Второй дом к столетию Ильича велел разломать первый
секретарь обкома тов. Федянко, люто ненавидевший всякую дореволюционную
архитектуру (кроме связанной с именем Ильича, ее-то из партийной дисциплины
приходилось оберегать). Он разломал бы и третий особняк, но там в семидесятом
обитал областной КГБ и выселяться не желал.
К девяносто первому году КГБ давно уехал в дом современной
постройки, тов. Федянко всплыл в Москве помощником Бурбулиса, а в Шантарске
объявился подданный США Джон Булдер (булдыгинский внук), с целой кипой
юридически безупречных документов на последнее уцелевшее фамильное гнездо – и,
заплатив не столь уж устрашающую сумму в зеленой капусте, стал владельцем
дедовской недвижимости. А уж у него особняк перекупил Кузьмич.
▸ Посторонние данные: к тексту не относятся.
PR #23, opened 2023-09-08
Implement getting multiple contracts

kayibal:
- Add a method to retrieve multiple contracts at once.
- Add and use more descriptive type aliases in gateway package.

### DIFF
--- a/src/storage/mod.rs
+++ b/src/storage/mod.rs
@@ -54,7 +54,7 @@ use crate::models::{Chain, ExtractionState, ProtocolComponent, ProtocolSystem};
 // We use variable length bytes type for literals of the contract store for
 // flexibility and because postgres does not support a fixed size byte array
 // column type. On blockchains these are usually fixed, e.g. 32 bytes on
-// ethereuE but might have different lengths (e.g. addresses in Ethereum has 20
+// ethereum but might have different lengths (e.g. addresses in Ethereum has 20
 // bytes length vs Starknet uses 32 byte addresses).
 
 /// Address hash literal type to uniquely identify contracts/accounts on a


src/storage/postgres/contract_state.rs
```diff
@@ -101,6 +104,21 @@ impl StorableContract<orm::Contract, orm::NewContract, i64> for evm::Account {
...
+    tx: Option<Vec<u8>>,
+}
+
+impl<T> Deref for WithTxHash<T> {
+    type Target = T;
+
+    fn deref(&self) -> &Self::Target {
+        &self.entity
+    }
+}
```
carloszanella, line 120: this Deref is just to unwrap?

src/storage/postgres/contract_state.rs
```diff
@@ -187,23 +205,31 @@ where
...
                 .filter(
                     deleted_at
                         .is_null()
-                        .or(deleted_at.lt(version_ts)),
+                        .or(deleted_at.gt(version_ts)),
                 )
                 .order_by(id)
-                .select(orm::Account::as_select())
+                .select((orm::Account::as_select(), schema::transaction::hash.nullable()))
                 .into_boxed();
```
carloszanella, line 228: what does "into_boxed" do?

src/storage/mod.rs
```diff
@@ -51,6 +51,23 @@ use thiserror::Error;
 
 use crate::models::{Chain, ExtractionState, ProtocolComponent, ProtocolSystem};
 
+// We use variable length bytes type for literals of the contract store for
+// flexibility and because postgres does not support a fixed size byte array
+// column type. On blockchains these are usually fixed, e.g. 32 bytes on
+// ethereuE but might have different lengths (e.g. addresses in Ethereum has 20
```
carloszanella: typo

src/storage/mod.rs
```diff
@@ -51,6 +51,23 @@ use thiserror::Error;
...
+/// Address hash literal type to uniquely identify contracts/accounts on a
+/// blockchain.
+type Address = Vec<u8>;
+/// Block hash literal type to uniquely identify a block in the chain and
+/// likely across chains.
+type BlockHash = Vec<u8>;
+
+type AddressRef<'a> = &'a [u8];
+type BlockHashRef<'a> = &'a [u8];
+type TxHashRef<'a> = &'a [u8];
```
carloszanella, line 69: 👍

src/storage/mod.rs
```diff
@@ -113,33 +140,37 @@ pub trait StorableBlock<S, N> {
...
-/// `S` represents the storage specific transaction type e.g. orm struct. `N`
-/// represents the storage specific type for a new transaction,. `BH`
-/// corresponds to the block hash type that uniquely identifies a block. `DbId`
-/// is the ID used to refer to each transaction in the database.
-pub trait StorableTransaction<S, N, DbId> {
+/// Generics:
+/// * `S`: This represents the storage-specific data type used when converting from storage to the
+///   transaction.
+/// * `N`: This represents the storage-specific data type used when converting from the transaction
+///   to storage.
```
carloszanella, line 150: why is S and N different? in the implementation they are the ORM objects no?

src/storage/postgres/contract_state.rs
```diff
@@ -1056,7 +1062,7 @@ mod test {
                     .parse()
                     .unwrap(),
                 title: "account0".to_owned(),
-                slots: make_evm_slots(&vec![(1, 5), (2, 1), (0, 1)]),
+                slots: make_evm_slots(&[(1, 5), (2, 1), (0, 1)]),
```
carloszanella, line 1065: "Comfort clippy" what does this mean?

pistomat: This is the lint he is referring to https://rust-lang.github.io/rust-clippy/v0.0.212/index.html#useless_vec
The `make_evm_slots()` takes an array as the argument, so it is useless to convert the tuples to vector and then back to array.

src/storage/postgres/contract_state.rs
kayibal: It basically lets me access attributes/methods of `self.entity` without having to redeclare them.

src/storage/postgres/contract_state.rs
kayibal: It returns a boxed version of the query. It basically let's me do conditional filtering on it:

> This is useful for cases where you want to conditionally modify a query, but need the type to remain the same. The backend must be specified as part of this. It is not possible to box a query and have it be useable on multiple backends.

https://docs.rs/diesel/latest/diesel/prelude/trait.QueryDsl.html#method.into_boxed

src/storage/mod.rs
kayibal: Well S is how we get it from the DB, including it's primary key id etc and N is a struct that can be inserted. Do it does not contain its own id yet, as it has not been inserted.

PR #25, opened 2023-09-08
Upsert contract

kayibal:


src/storage/postgres/contract_state.rs
```diff
@@ -347,7 +364,30 @@ where
...
+    /// `account_id` and `modify_tx`. This approach allows only one change per
+    /// account and transaction.
+    ///
+    /// To ensure this behavior and support upserts on versioned tables, we have
+    /// implemented an *AFTER INSERT* trigger. This trigger updates the `valid_to`
+    /// column but only after a successful insert. The need for this strategy comes
+    /// from the fact that a *BEFORE INSERT* trigger would update the row even if
+    /// the subsequent insertion were to fail.
+    ///
+    /// Please refer to the interface documentation for more detailed information.
```
pistomat: Maybe add a link to the interface as per https://doc.rust-lang.org/rustdoc/write-documentation/linking-to-items-by-name.html ?

PR #26, opened 2023-09-11
Protobuf Setup

kayibal:
## Protobuf setup: 

We want to share some protobuf definition between substreams packages and tycho. Therefore Tycho defines a protobuf module, which the substream packages can reference. They can still define their own internal messages.

Big bulk of the changed lines are pulled protobuf definitions as well as autogenerated protobuf message structs 

**please skip changes under `./proto` and under `./src/pb/`**

### DIFF
--- a/check.sh
+++ b/check.sh
@@ -1,0 +1,5 @@
+set -e 
+
+cargo +nightly fmt -- --check
+cargo +nightly clippy --all --all-features --all-targets -- -D warnings
+cargo test --all --all-features


check.sh
```diff
@@ -0,0 +1,5 @@
+set -e 
+
+cargo +nightly fmt -- --check
+cargo +nightly clippy --all --all-features --all-targets -- -D warnings
```
pistomat, line 4: Nitpick: replace `--all` with `--workspace` as it is a deprecated alias.

kayibal: Will include in the next PR :)

PR #27, opened 2023-09-11
[WIP] ENG-1750: Parse incoming (un)subscription requests

pistomat:
There are a bunch of things I am unclear on, I put them in comments, I would appreciate an input from you.

### DIFF
--- a/src/services/ws.rs
+++ b/src/services/ws.rs
@@ -5,7 +5,7 @@ use crate::{
     models::{ExtractorIdentity, NormalisedMessage},
 };
 use actix::{Actor, ActorContext, StreamHandler};
-use actix_web::{web, App, Error, HttpRequest, HttpResponse, HttpServer};
+use actix_web::{web, Error, HttpRequest, HttpResponse};
 use actix_web_actors::ws;
 use serde::{Deserialize, Serialize};
 use std::{
@@ -15,7 +15,6 @@ use std::{
 use thiserror::Error;
 use tokio::sync::mpsc::Receiver;
 use tracing::{error, info};
-use tracing_actix_web::TracingLogger;
 use uuid::Uuid;
 
 #[derive(Error, Debug)]


src/services/ws.rs
```diff
@@ -1,31 +1,150 @@
...
+            .app_state
+            .extractors
+            .lock()
+            .unwrap();
+
+        if let Some(extractor_handle) = extractors_guard.get(extractor_id) {
+            // Generate a unique ID for this subscription
+            let _subscription_id = Uuid::new_v4();
+
+            // FIXME: Subscribe to the events and spawn an Actor forwarding the messages to the
```
pistomat, line 110: The `extractor_handle.subscribe()` is actually async and I am not sure how to handle this properly.

According to [stackoverflow](https://stackoverflow.com/questions/64434912/how-to-correctly-call-async-functions-in-a-websocket-handler-in-actix-web) I could spawn a new task from the context, but I need to persist the returned `Receiver<Arc<M>>` to handle unsubscribing.

src/services/ws.rs
```diff
@@ -1,31 +1,150 @@
...
+    }
+
+    fn unsubscribe(&mut self, ctx: &mut ws::WebsocketContext<Self>, subscription_id: Uuid) {
+        info!("Unsubscribing from subscription: {:?}", subscription_id);
+
+        if let Some(mut receiver) = self
+            .subscriptions
+            .remove(&subscription_id)
+        {
+            // FIXME: Should I also call extractor_handle.stop()?
```
pistomat, line 128: Probably not, I assume the extractor_handle.stop() would stop the whole extractor, even though there can be other connections consuming the extractor.

Cargo.toml
```diff
@@ -9,10 +9,6 @@ edition = "2021"
 name = "tycho-indexer"
 path = "src/main.rs"
 
-[[bin]]
```
pistomat, line 12: Declaring the `src/services/ws.rs` as a new executable messes up with imports. So the whole App should be instantiated in `main.rs` after the whole Websocket service is properly implemented.

src/services/ws.rs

Дом, после отъезда оттуда КГБ поделенный меж мелкими
конторами, всевозможными собесами и обществами книголюбов, пришел к девяносто
первому в убожество. Конечно, при бардаке и демократической шизофрении
девяносто первого возможны были самые невероятные негоции. И все равно Данил
крепко подозревал, что официальная версия событий, как водится, реальности не
соответствовала. Что-то там да крылось. Либо внук, хоть и настоящий, с самого
начала послужил Кузьмичу подставой за хорошие комиссионные, либо Кузьмич уже
здесь взял его на крючок и обеспечил некую синицу в руках. Как бы там ни было,
внук отбыл восвояси (хотя отцы города пытались в нагрузку всучить ему и
дедовский пивзавод, с тех самых пор ни разу не реконструировавшийся), а особняк
фантастически быстро обрел божеский вид и украсился синей вывеской с золотой
эмблемой «Интеркрайта» – конь с солнцем на спине.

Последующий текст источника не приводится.